10/6/2005

Anna Mazzucato
Penn State University

Irregular transport and enstrophy dissipation in two-dimensional incompressible flows

We consider the problem of enstrophy dissipation for two-dimensional incompressible flows. Enstrophy is half the space
integral of the vorticity squared and it is a relevant quantity in 2D turbulence. We discuss two notions of enstrophy defects, measuring the rate of dissipation, due respectively to viscosity and to irregular transport by the velocity field. These notions were originally introduced by G. Eyink in order to reconcile the Kraichnan-Batchelor theory of 2D turbulence with properties of weak solutions to 2D Euler equations.

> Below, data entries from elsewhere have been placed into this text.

PR #946, opened 2025-10-14
Optimize media loading when loading an .rv session file

bernie-laberge:
### Linked issues
NA

Slow .rv session file loading when multiple sources were present. The new media loading optimization (startPreloadingMedia) was not leveraged when loading a .rv session file. 

### Summarize your change.

This commit now levereges the new startPreloadingMedia when loading a .rv session file. 

Sucessfully tested on macOS

### DIFF
--- a/src/lib/app/RvApp/RvSession.cpp
+++ b/src/lib/app/RvApp/RvSession.cpp
@@ -3123,6 +3123,30 @@ namespace Rv
                 string p = protocol(pc);
                 if (isProgressionProtocol(p))
                     ++m_gtoSourceTotal;
+
+                // Optimization: Start preloading media if this is an
+                // RVFileSource with active media
+                if (p == "RVFileSource"
+                    && !Options::sharedOptions().progressiveSourceLoading)
+                {
+                    IntProperty* mediaActive =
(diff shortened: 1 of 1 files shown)


src/lib/app/RvApp/RvSession.cpp
```diff
@@ -3123,6 +3123,25 @@ namespace Rv
...
+                    IntProperty* mediaActive =
+                        pc->property<IntProperty>("media.active");
+                    if (mediaActive && !mediaActive->empty()
+                        && mediaActive->front() == 1)
+                    {
+                        StringProperty* movie =
+                            pc->property<StringProperty>("media.movie");
+                        if (movie && !movie->empty())
+                        {
+                            startPreloadingMedia(movie->front());
```
markreidvfx: `media.movie` can be more then one item. Can we preload all of them. You can have for example a images sequence in the first index and audio in second. I also think this is used for stereo if I'm not mistaken.

bernie-laberge: Good point ! I will make the change
Thank you @markreidvfx !

PR #957, opened 2025-10-23
SG-40180: Fix rendering anomalies of concurrent paint strokes

bernie-laberge:
### Linked issues
NA

When multiple parciticpants were annotating at the same time in a Live Review session, sometimes some rendering anomalies could be observed where some paint strokes' points were missing until a new paint stroke was introduced.

### Summarize your change.

**Problem:** 
In the paint commands rendering method (ImageRenderer::renderPaint()), an FBO Paint cache is used, excluding the very last paint command because the original code assumed that this paint stroke for example (a PolyLine)  could still be being drawn. However, this assumption was not taking into account that multiple participants could be drawing strokes at the same time, thus leading to occasional paint commands rendering anomalies where a stale cached FBO would be used where it shouldn't. The source of the problem is 

**Solution:**
Now forcing to recompute the renderIDWithPartialPaint id when rendering paint command to make sure that the correct render id (a unique identifier associated with the node to be rendered) is used to fetch the correct FBO cache.

**Also in this commit:**

- When deleting a paint stroke, it still remained in the RV Session because the .splat property had not been deleted (but all the other were:
Example: 
```
"pen:2:1:labergb_23473"
    {
        int splat = 0
    }

```
This was fixed in this commit (annotate_mode.mu).

- Each paint command was unnecessaily duplicated. This must be the result of a bad merge in the oirginal Create branch 
This was fixed in this commit as well (PaintIPNode.cpp)

Successfully tested on macOS.

### DIFF
--- a/cmake/dependencies/glew.cmake
+++ b/cmake/dependencies/glew.cmake
@@ -52,6 +52,19 @@ EXTERNALPROJECT_ADD(
   URL_MD5 ${_download_hash}
   DOWNLOAD_NAME ${_target}_${_version}.zip
   DOWNLOAD_DIR ${RV_DEPS_DOWNLOAD_DIR}
+  # Patch to fix the build issue with OpenGL-Registry
+  # Pinning the OpenGL-Registry version to a specific commit
+  # https://github.com/nigels-com/glew/issues/449
+  # Also clone the required glfixes repository
+  PATCH_COMMAND 
+    cd auto && 
+    git clone https://github.com/KhronosGroup/OpenGL-Registry.git || true &&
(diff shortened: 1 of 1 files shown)


pbergeron-adsk (approved):
In the end, it turned out to be such a small thing, yet, so mysterious to find. Bravo Bernard LGTM

bernie-laberge:
This PR has been sent for Testing
Testing successfully completed.

markreidvfx:
Just a note, This PR message contains a link to non-public git repo

bernie-laberge:
Good catch. I removed it. Thank you @markreidvfx !

PR #960, opened 2025-10-24
SG-39445: Enable participants to broadcast annotations in Collaborative mode for OTIO-based Live Review sessions

eloisebrosseau:
### Summarize your change.

- Add pydantic to validate payload formats in the Live Review plugin
- Add `setCurrentAnnotateModeNode` in rv.commands to manually set the Paint node to use when manipulating stokes in annotate_mode
- Set the mode property on all strokes even if the mode is `RenderOverMode` to prevent the code from throwing an exception when trying to get the value. This is necessary to know if the user is erasing or painting before sending an annotations payload.
- Replace the hardcoded values used to set the width of the stroke with a conversion method from OTIO coordinate to the World Coordinate System in RV.

All the changes mentioned above are needed to properly enable participants to broadcast annotations in Collaborative mode for OTIO-based Live Review sessions.

Drawing strokes with the pen and the eraser tools while being a participant of an OTIO-based Live Review session with Collaborative mode enable. The tests were done on macOS 15.6.1

### DIFF
--- a/src/plugins/rv-packages/otio_reader/annotation_hook.py
+++ b/src/plugins/rv-packages/otio_reader/annotation_hook.py
@@ -29,10 +29,27 @@ def _get_transform_properties():
             global_translate_vec = otio.schema.V2d(0.0, 0.0)
             global_scale_vec = otio.schema.V2d(1.0, 1.0)
 
-            global_translate = commands.getFloatProperty(f"{transform_node}.otio.global_translate")
-            global_scale = commands.getFloatProperty(f"{transform_node}.otio.global_scale")
-            global_translate_vec = otio.schema.V2d(global_translate[0], global_translate[1])
-            global_scale_vec = otio.schema.V2d(global_scale[0], global_scale[1])
+            if commands.propertyExists(f"{transform_node}.otio.global_translate") and commands.propertyExists(
+                f"{transform_node}.otio.global_scale"
+            ):
+                global_translate = commands.getFloatProperty(f"{transform_node}.otio.global_translate")
+                global_scale = commands.getFloatProperty(f"{transform_node}.otio.global_scale")
+                global_translate_vec = otio.schema.V2d(global_translate[0], global_translate[1])
+                global_scale_vec = otio.schema.V2d(global_scale[0], global_scale[1])
+            else:
+                logging.warning(
+                    "OTIO global scale and translate properties not found, using aspect ratio from the source"
+                )
+                try:
+                    media_info = commands.sourceMediaInfo(first_source_node)
+                    height = media_info["height"]
+                    aspect_ratio = media_info["width"] / height if height != 0 else 1920 / 1080
+                except Exception:
+                    logging.warning("Unable to determine aspect ratio, using default value of 16:9")
+                    aspect_ratio = 1920 / 1080
+
+                scale = aspect_ratio / 16
+                global_scale_vec = otio.schema.V2d(scale, scale)
 
             translate = commands.getFloatProperty(f"{transform_node}.transform.translate")
             scale = commands.getFloatProperty(f"{transform_node}.transform.scale")
@@ -67,7 +84,6 @@ def _transform_otio_to_world_coordinate(point):
 
 def hook_function(in_timeline: otio.schemadef.Annotation.Annotation, argument_map: dict | None = None) -> None:
     """A hook for the annotation schema"""
-
     try:
         if argument_map["effect_metadata"]:
             effect_metadata = argument_map["effect_metadata"]


src/build/make_python.py
```diff
@@ -223,7 +223,7 @@ def patch_python_distribution(python_home: str) -> None:
 
     pip_args = python_interpreter_args + ["-m", "pip"]
 
-    for package in ["pip", "certifi", "six", "wheel", "packaging", "requests"]:
+    for package in ["pip", "certifi", "six", "wheel", "packaging", "requests", "pydantic"]:
```
bernie-laberge, line 226: nice !

src/lib/app/mu_rvui/commands.mud
```diff
@@ -691,6 +691,12 @@ nodesOfType """
 Returns all nodes of the given type. In addition to exact node type
 names, you can also use #RVSource which will match RVFileSource or
 RVImageSource.
+
+"""
+setCurrentAnnotateModeNode """
+Set the Paint node to use for the _currentNode in the annotate mode.
+If the node is not a valid Paint node or if it is set to an empty string
+(i.e. ""), the _currentNode value will not be overridden.
```
bernie-laberge: To make it more explicit how to undo this setCurrentAnnotateModeNode(), should we add ?
Therefore, you can reset its action by specifying an empty string to setCurrentAnnotateModeNode().
(I know that the text is legally correct. But when I first read it I was wondering how to reset it and double checked in the code).
Totally optional comment. Feel free to ignore.

src/lib/ip/IPMu/CommandsModule.cpp
```diff
@@ -3554,6 +3554,22 @@ namespace IPMu
         NODE_RETURN(int(s->getSessionType()));
     }
 
+    NODE_IMPLEMENTATION(setCurrentAnnotateModeNode, void)
```
bernie-laberge: I am wondering, should we really add an RV command for this ?
Why couldn't Live Review simply issue the following Annotation package specific event ?
`commands.sendInternalEvent("set-current-annotate-mode-node", nodeName)`

src/build/make_python.py
cedrik-fuoco-adsk, line 226: Is it used or is it for the future? I don't see it used in the code change.

src/plugins/rv-packages/annotate/annotate_mode.mu
```diff
@@ -2542,6 +2578,7 @@ class: AnnotateMinorMode : MinorMode
 
     method: activate (void;)
     {
+        sendInternalEvent("annotate-mode-activated");
```
bernie-laberge: Shouldn't we set the event after it has actually been activated ? (After setTags()) ?

src/lib/app/mu_rvui/commands.mud
eloisebrosseau: I think your first sentence might be missing some words. What are you suggesting to add? I am using the empty string to make sure the current node is reset at the end of a Live Review session in my Commercial RV. I could add a sentence explicitly stating that calling `setCurrentAnnotateModeNode()` with an empty string will reset its behaviour to make it clearer

src/build/make_python.py
eloisebrosseau: Like I say in my PR description, it is only needed for the Live Review plugin not for Open RV for now: `Add pydantic to validate payload formats in the Live Review plugin`

src/lib/app/mu_rvui/commands.mud
bernie-laberge: Yes that's what I meant: 
`calling setCurrentAnnotateModeNode() with an empty string will reset its behaviour.`

src/lib/ip/IPMu/CommandsModule.cpp
bernie-laberge: That's a philosophical question: Since that annotate_mode.mu is a package that could potentially be replaced by some other package in the future, does it make sense to add an rv command that communicates with the annotation_mode.mu package ? while Live Review could interact directly with the annotation_mode.mu package via commands.sendInternalEvent() ?

eloisebrosseau: I thought it would be documented more clearly this way, but since I'm already validating the input inside the annotate-mode package, I agree that I should have simply sent the event with the nodeName. I'll make the change and add the documentation in the internal events page instead of commands.mud

src/plugins/rv-packages/annotate/annotate_mode.mu
eloisebrosseau: Sure, I'll change it!

PR #963, opened 2025-10-29
SG-40929: Continued categorization fixes based on QA.

pbergeron-adsk:
### Summarize your change.

It turns out there were a few big holes in my previous PR for SG-40182.

* in rvui.mu and elsewhere, many bind() calls for keyboard events _(or mouse inputs)_ that dont have equivalent menu item also needed categorizations.  There was a missing bind() overload in app_utils.mu. to do this so it was added.  This is by far the largest change.

* in app_utils.mu, calling the "compositeStateFunc()" could return garbage (yet another mu bug, which I'm not fixing here) causing the event func to be called even if the category was disabled. It was replaced with a more straightforward check. (the bug seemed to happen mostly if the handler func defined in menuItem() started with a leading "~" before its name, eg, "~togglePlay")

* in mode_manager.mu, needed to add equivalent protections to filterLiveReviewEvents() which got removed without an equivalent in the shuffle.

* in annotate_mode.mu, needed to make disappear the paint tools if we are in LR presenter mode (eg: annotate_categories is disabled)

* in scrub_offset.mu, needed to guard on scrubbing if playcontrol category is disabled.

* more filterLiveReviewEvents were removed, and replaced with the appropriate binding (or alternative to bind funcs)

---

Things to test, 

*_when in viewer mode:...._*

- fix: stepForward 1 or 100 frames is now blocked
- fix: stepBackward 1 or 100 frames is now blocked
- fix: motion scope popup menu is blocked
- fix: clicking and dragging in timeline/ motion scope is blocked
- fix: marking frames in timeline is blocked
- fix: setting point in timeline is blocked
- fix: annotate panel is closed 
- fix: cannot scrub in scrub_offset mode
- fix: rotate ibage is blocked
- fix: mousewheel to scrub is disabled
- fix: dragging in main view to scrub is blocked
- fix: doing space to play is blocked.

viewmode categories: 
ViewMode Categories were off in viewer mode before, but enabled now. (toggle this category in live_review.py)

 viewmode key shortcuts:
- fix: kbd keys are blocked: M, alt-r, alt-l, shift-l, shift-r, ctrl-m, down, p, pgup, pgdn.
- fix: kbd keys are blocked : aldkspmzvh,.<>OSorcR/

when in nudge mode...
- fix: kbd keys are blocked : left,right,up,down, control and shift variations.
- fix: kbd keys are blocked : z, ctrl-z, alt-n, 

Stephen reported a few problems reported with being able to do some things in LR that he shouldnt be able to do when in muc presenter mode. (participant = viewer)

macOS

### DIFF
--- a/src/plugins/rv-packages/annotate/annotate_mode.mu
+++ b/src/plugins/rv-packages/annotate/annotate_mode.mu
@@ -403,6 +403,7 @@ class: AnnotateMinorMode : MinorMode
                      "%s.join" % n,
                      "%s.cap" % n,
                      "%s.points" % n,
+                     "%s.splat" % n,
                      "%s.startFrame" % n,
                      "%s.duration" % n
                     ];
--- a/src/lib/image/MovieFFMpeg/MovieFFMpeg.cpp
+++ b/src/lib/image/MovieFFMpeg/MovieFFMpeg.cpp
@@ -6542,6 +6542,7 @@ namespace TwkMovie
         // Video
         formats["avi"] = make_pair("Audio Video Interleave", vidcap);
         formats["flv"] = make_pair("Flash Video", vidcap);
+        formats["gif"] = make_pair("Graphics Interchange Format", vidcap);
         formats["m3u8"] = make_pair("M3U8 Stream Metadata", vidcap);
         formats["m4v"] = make_pair("iTunes Video Format (from MPEG-4)", vidcap);
         formats["mkv"] = make_pair("Matroska Video", vidcap);
--- a/src/lib/ip/IPBaseNodes/PaintIPNode.cpp
+++ b/src/lib/ip/IPBaseNodes/PaintIPNode.cpp
@@ -705,50 +705,6 @@ namespace IPCore
         if (showPaint)
         {
             std::lock_guard<std::mutex> commandsGuard{m_commandsMutex};
-            if (m_frameMap.count(frame) != 0)
-            {
-                Components& comps = m_frameMap[frame];
-                size_t s = comps.size();
-
-                for (size_t q = 0; q < s; q++)
-                {
-                    Component* c = comps[q];
-                    int numProps = c->properties().size();
-
-                    if (m_penStrokes.count(c) >= 1)
-                    {
-                        if (numProps == 0)
-                        {
-                            m_penStrokes.erase(c);
-                        }
-                        else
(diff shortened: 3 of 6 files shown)


src/plugins/rv-packages/annotate/annotate_mode.mu
```diff
@@ -1951,7 +1951,7 @@ class: AnnotateMinorMode : MinorMode
 
     method: onPresenterChanged(void; Event event)
     {
-        if (_active)
+        if (_active && !commands.isEventCategoryEnabled("annotate_category"))
```
eloisebrosseau, line 1955: Could you do the same in https://github.com/AcademySoftwareFoundation/OpenRV/blob/48b42f014fbe01051696213d09d93af7a249c456/src/plugins/rv-packages/session_manager/session_manager.mu.in#L1132 so the session manager panel is closed the same way the annotation panel is based on the categories?

pbergeron-adsk: When annotations are not permitted, the annotation panel is closed.  This line used to be:

if (_active && commands.filterLiveReviewEvents())
       toggle() (aka: turn off the panel)

but it got lost in the shuffle

cedrik-fuoco-adsk: We should do the same in `session_manager.mu.in` since we have a `onPresenterChanged` there also. (or I can do it in my story about auto-closing panels)

src/lib/app/mu_rvui/mode_manager.mu
```diff
@@ -213,13 +213,12 @@ class: ModeManagerMode : MinorMode
...
-                     then UncheckedMenuState
-                     else if entry.mode._active
-                            then CheckedMenuState
-                            else UncheckedMenuState;
+            // TODO: NOT SURE HOW TO REPLACE FILTERLIVEREVIEWEVENTS HERE
+            if entry.mode eq nil
+                 then UncheckedMenuState
+                 else if entry.mode._active
+                        then CheckedMenuState
+                        else UncheckedMenuState;
```
cedrik-fuoco-adsk: Is this still a TODO?

pbergeron-adsk: Fixed with team

PR #16, opened 2019-04-30
Do not compress the contents of the tile

jpalermo:
Since releases are already compressed, a lot of time is spent
compressing/decompressing that does not significantly change the
file size.

### DIFF
--- a/builder/zipper.go
+++ b/builder/zipper.go
@@ -29,7 +29,7 @@ func (z Zipper) Add(path string, file io.Reader) error {
 
 	return z.add(&zip.FileHeader{
 		Name:   path,
-		Method: zip.Deflate,
+		Method: zip.Store,
 		Modified: time.Now(),
 	}, file)
 }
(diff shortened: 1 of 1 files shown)


mcwumbly:
I'm curious to see some numbers for both *time* and *file size* before/after this change.

For example:

- PAS build tile time (before/after)
- PAS file size (before/after)
- PAS upload tile time (before/after)

jpalermo:
SF-PAS 2.5.2

 _ | Compress | No Compress
-----|------------ | -------------
Build Time | 280 Seconds | 52 Seconds
File Size | 10868436704 bytes | 10865551694 bytes
Total Upload Processing Time | 338 Seconds | 289 Seconds
Upload time after Rails recieved request | 150 Seconds | 108 Seconds

It's faster to build, faster to upload, and somehow even slightly a smaller file.

You can actually just delete the lines entirely, `zip.Store` is the default. I thought it might be good to leave the `zip.Store` to show intention to future code archeologists.

rizwanreza:
Tests passed. Merging.

mcwumbly:
> It's faster to build, faster to upload, and somehow even slightly a smaller file.

Thank you for capturing that data here. It too may help future archaeologists.

PR #17, opened 2019-05-03
Remove regex from assets.yml

rowanjacobs:
In lieu of using a configurable regex in `assets.yml`, this PR hard-codes the regex.

The new hard-coded regex is `^.+/(?P<release_name>[a-z-_0-9]+)-(?P<release_version>v?[0-9\.]+(-\w+)??)-(?P<stemcell_os>([a-z_]*-?){1,2})-(?P<stemcell_version>\d+\.\d+)(\.0)?\.tgz$`. In particular, this matches `-lts` release versions, and is agnostic as to S3 directory structure.

There are future improvements that can be made to configurability, some of which might involve removing the regex now that it's an internal implementation detail.

We're making this change because seriously, look at that regex, it's awful, are we really asking users to configure and understand it? 🙀

### DIFF
--- a/commands/fetch_test.go
+++ b/commands/fetch_test.go
@@ -25,7 +25,6 @@ compiled_releases:
   region: us-west-1
   access_key_id: mykey
   secret_access_key: mysecret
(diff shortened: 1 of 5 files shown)


mcwumbly:
lgtm (from product perspective)

the concerns I had earlier look like they've been addressed.

(glad we're just removing something from the public API but not adding or changing anything)

PR #19, opened 2019-05-09
Allow stemcell criteria to be specified in metadata [fixes #18]

### LINKED ISSUE #18: `kiln bake` fails if `--stemcell-tarball` is not provided.
This was a regression in 0.19.0. Previous versions allowed the stemcell criteria to be manually specified in the `metadata.yml` file, but 0.19.0 and later versions fail with the following message if neither `--assets-file` or `--stemcell-tarball` are specified:

```
Reading stemcell criteria from .lock
2019/05/02 15:31:33 could not execute "bake": failed to parse stemcell: open .lock: no such file or directory
```

pianohacker:
As of 0.18.x, one of --assets-file or --stemcell-tarball is required; without either, `kiln bake` fails with `open .lock: no such file or directory`.

This change allows the previous behavior, where the user manually specifies the stemcell criteria in their metadata.yml.


mcwumbly:
thanks for the PR @pianohacker -- one question I have from skimming it... do we specify what happens when stemcell criteria is not provided anywhere? if not, what do you think the behavior should be in that case?

cc @rizwanreza @syslxg

pianohacker:
> thanks for the PR @pianohacker -- one question I have from skimming it... do we specify what happens when stemcell criteria is not provided anywhere? if not, what do you think the behavior should be in that case?
> 
> cc @rizwanreza @syslxg

I don't know if it's formally specified. The previous behavior (now codified in an acceptance test) was to leave any `stemcell_criteria` in the metadata unchanged. I think this makes sense; if the user isn't using the `$( stemcell )` helper, they likely want to specify the criteria manually.

robertjsullivan:
@syslxg  Could you please review this?  We'd like to get it merged in.

mcwumbly:
@robertjsullivan thanks for the ping again. I put this on our board to discuss at standup tomorrow to see who can review this.

rizwanreza:
Thanks for the PR @pianohacker.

Using renormalized solutions in the sense of DiPerna-Lions, we show that, if the initial enstrophy is finite, the total enstrophy is conserved and in the vanishing viscosity limit a well-defined viscous enstrophy defect exists. If the initial vorticity belongs to certain logarithmic refinements of L², then an exact transport equation holds for the corresponding enstrophy density. For rougher data in the Besov space $B⁰_{2,\infty}$, we show that the two notions of enstrophy defect are not equivalent and we produce examples of solutions where true dissipation occurs. This is joint work with Helena and  Milton Lopes, UNICamp, Brazil.